Task instructions ->
Would it be possible to copy exactly the lines from the one containing "lance5890: I think" to the end of the entries, including both and nothing else?

────────────────

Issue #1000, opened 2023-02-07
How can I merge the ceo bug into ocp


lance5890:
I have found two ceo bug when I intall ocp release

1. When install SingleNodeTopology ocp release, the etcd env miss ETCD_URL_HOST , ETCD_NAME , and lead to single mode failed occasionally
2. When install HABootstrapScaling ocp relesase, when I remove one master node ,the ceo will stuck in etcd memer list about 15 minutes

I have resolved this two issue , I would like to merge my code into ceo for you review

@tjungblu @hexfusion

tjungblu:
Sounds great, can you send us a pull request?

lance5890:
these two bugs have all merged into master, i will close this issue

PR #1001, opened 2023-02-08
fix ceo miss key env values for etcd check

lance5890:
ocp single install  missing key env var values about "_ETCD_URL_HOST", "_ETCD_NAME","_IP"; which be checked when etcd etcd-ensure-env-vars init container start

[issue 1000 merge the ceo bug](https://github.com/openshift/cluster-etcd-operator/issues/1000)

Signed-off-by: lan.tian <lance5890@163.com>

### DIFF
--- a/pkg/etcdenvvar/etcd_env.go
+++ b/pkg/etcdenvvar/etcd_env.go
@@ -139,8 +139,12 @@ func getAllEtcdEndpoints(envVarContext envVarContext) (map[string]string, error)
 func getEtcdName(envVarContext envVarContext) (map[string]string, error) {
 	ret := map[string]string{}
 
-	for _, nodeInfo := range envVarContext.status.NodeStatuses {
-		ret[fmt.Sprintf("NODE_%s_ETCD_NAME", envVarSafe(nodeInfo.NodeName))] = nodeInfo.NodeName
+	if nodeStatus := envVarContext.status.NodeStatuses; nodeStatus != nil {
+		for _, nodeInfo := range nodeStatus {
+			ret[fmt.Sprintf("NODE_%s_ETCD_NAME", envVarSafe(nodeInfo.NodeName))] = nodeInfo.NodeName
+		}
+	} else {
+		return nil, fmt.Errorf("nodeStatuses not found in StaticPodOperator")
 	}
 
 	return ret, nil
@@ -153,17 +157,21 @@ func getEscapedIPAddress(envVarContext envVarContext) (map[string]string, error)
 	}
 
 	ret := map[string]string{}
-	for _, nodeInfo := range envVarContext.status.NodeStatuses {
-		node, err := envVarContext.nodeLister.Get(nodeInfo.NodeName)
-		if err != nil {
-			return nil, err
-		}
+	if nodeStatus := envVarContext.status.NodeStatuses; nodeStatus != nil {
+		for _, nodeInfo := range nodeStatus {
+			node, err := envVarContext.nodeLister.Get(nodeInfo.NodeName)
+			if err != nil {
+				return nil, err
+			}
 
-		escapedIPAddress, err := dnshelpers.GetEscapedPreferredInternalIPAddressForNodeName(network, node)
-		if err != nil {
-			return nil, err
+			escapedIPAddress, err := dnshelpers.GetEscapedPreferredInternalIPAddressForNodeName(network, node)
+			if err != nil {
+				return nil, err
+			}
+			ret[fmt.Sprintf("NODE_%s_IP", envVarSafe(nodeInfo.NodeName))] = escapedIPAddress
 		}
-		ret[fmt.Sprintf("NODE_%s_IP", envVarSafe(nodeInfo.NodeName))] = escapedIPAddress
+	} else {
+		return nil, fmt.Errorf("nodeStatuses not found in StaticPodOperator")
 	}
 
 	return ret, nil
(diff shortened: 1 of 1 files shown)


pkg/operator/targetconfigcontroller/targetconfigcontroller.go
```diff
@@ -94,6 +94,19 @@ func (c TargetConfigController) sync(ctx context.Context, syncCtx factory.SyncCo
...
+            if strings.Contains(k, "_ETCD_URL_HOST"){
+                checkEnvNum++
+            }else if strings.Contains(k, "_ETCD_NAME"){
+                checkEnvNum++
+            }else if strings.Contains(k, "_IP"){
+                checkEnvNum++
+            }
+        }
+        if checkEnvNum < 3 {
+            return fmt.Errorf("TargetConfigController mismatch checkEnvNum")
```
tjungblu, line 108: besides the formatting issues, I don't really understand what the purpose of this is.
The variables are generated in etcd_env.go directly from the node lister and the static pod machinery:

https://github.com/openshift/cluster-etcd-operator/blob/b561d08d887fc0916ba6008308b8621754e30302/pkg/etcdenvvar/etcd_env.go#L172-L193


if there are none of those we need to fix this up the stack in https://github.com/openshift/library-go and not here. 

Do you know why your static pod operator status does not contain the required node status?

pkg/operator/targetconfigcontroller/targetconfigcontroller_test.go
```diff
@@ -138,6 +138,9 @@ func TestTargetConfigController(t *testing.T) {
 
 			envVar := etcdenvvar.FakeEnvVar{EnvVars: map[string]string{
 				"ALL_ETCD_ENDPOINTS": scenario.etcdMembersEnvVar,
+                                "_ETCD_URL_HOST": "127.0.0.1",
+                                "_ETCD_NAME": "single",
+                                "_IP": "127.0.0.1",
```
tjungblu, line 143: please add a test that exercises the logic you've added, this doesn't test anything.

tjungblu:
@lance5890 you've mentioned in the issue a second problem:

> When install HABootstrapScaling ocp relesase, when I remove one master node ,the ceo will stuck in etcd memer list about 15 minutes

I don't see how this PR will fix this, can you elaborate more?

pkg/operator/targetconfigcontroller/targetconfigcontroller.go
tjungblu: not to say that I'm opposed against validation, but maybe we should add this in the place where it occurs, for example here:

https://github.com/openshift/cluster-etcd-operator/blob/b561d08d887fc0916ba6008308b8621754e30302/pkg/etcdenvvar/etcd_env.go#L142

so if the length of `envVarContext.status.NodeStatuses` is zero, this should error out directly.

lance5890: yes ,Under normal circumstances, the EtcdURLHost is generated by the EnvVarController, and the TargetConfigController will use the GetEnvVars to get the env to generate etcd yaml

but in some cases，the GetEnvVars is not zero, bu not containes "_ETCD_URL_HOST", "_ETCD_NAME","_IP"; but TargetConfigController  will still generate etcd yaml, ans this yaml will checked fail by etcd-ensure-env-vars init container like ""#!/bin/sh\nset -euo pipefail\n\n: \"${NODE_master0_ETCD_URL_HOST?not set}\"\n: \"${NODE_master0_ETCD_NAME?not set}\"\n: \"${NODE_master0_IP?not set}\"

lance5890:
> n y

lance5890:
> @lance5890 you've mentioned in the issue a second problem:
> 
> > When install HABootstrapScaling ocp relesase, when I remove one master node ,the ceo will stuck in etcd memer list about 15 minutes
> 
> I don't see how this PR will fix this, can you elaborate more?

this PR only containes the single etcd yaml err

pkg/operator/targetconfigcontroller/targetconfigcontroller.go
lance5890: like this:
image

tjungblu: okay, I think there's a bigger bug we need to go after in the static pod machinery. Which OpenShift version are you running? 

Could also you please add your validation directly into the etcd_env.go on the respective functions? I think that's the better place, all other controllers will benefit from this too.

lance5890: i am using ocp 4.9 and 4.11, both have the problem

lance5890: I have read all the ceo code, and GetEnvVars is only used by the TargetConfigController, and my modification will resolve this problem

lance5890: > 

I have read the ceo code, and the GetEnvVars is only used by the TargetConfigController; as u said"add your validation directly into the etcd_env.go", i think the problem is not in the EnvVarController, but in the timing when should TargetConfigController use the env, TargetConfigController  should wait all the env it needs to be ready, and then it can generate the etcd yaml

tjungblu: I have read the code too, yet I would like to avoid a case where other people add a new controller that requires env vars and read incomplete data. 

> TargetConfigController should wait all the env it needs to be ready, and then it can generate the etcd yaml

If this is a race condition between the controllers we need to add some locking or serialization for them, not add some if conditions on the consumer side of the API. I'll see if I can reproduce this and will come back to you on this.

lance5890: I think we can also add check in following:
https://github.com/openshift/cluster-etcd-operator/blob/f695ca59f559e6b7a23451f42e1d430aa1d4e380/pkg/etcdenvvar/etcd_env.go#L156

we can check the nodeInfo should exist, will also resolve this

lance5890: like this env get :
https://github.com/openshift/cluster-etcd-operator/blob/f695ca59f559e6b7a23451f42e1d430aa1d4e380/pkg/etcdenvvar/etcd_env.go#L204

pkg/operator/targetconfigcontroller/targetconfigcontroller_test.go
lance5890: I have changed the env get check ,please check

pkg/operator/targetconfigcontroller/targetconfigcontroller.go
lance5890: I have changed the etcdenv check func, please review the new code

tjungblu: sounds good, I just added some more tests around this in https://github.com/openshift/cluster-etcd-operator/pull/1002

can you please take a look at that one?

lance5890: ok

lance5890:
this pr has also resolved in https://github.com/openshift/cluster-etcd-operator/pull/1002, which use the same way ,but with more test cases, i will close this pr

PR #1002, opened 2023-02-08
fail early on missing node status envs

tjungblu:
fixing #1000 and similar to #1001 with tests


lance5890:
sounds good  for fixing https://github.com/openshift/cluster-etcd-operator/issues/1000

────────────────

Task answer ->
lance5890: I think we can also add check in following:
https://github.com/openshift/cluster-etcd-operator/blob/f695ca59f559e6b7a23451f42e1d430aa1d4e380/pkg/etcdenvvar/etcd_env.go#L156

we can check the nodeInfo should exist, will also resolve this

lance5890: like this env get :
https://github.com/openshift/cluster-etcd-operator/blob/f695ca59f559e6b7a23451f42e1d430aa1d4e380/pkg/etcdenvvar/etcd_env.go#L204

pkg/operator/targetconfigcontroller/targetconfigcontroller_test.go
lance5890: I have changed the env get check ,please check

pkg/operator/targetconfigcontroller/targetconfigcontroller.go
lance5890: I have changed the etcdenv check func, please review the new code

tjungblu: sounds good, I just added some more tests around this in https://github.com/openshift/cluster-etcd-operator/pull/1002

can you please take a look at that one?

lance5890: ok

lance5890:
this pr has also resolved in https://github.com/openshift/cluster-etcd-operator/pull/1002, which use the same way ,but with more test cases, i will close this pr

PR #1002, opened 2023-02-08
fail early on missing node status envs

tjungblu:
fixing #1000 and similar to #1001 with tests


lance5890:
sounds good  for fixing https://github.com/openshift/cluster-etcd-operator/issues/1000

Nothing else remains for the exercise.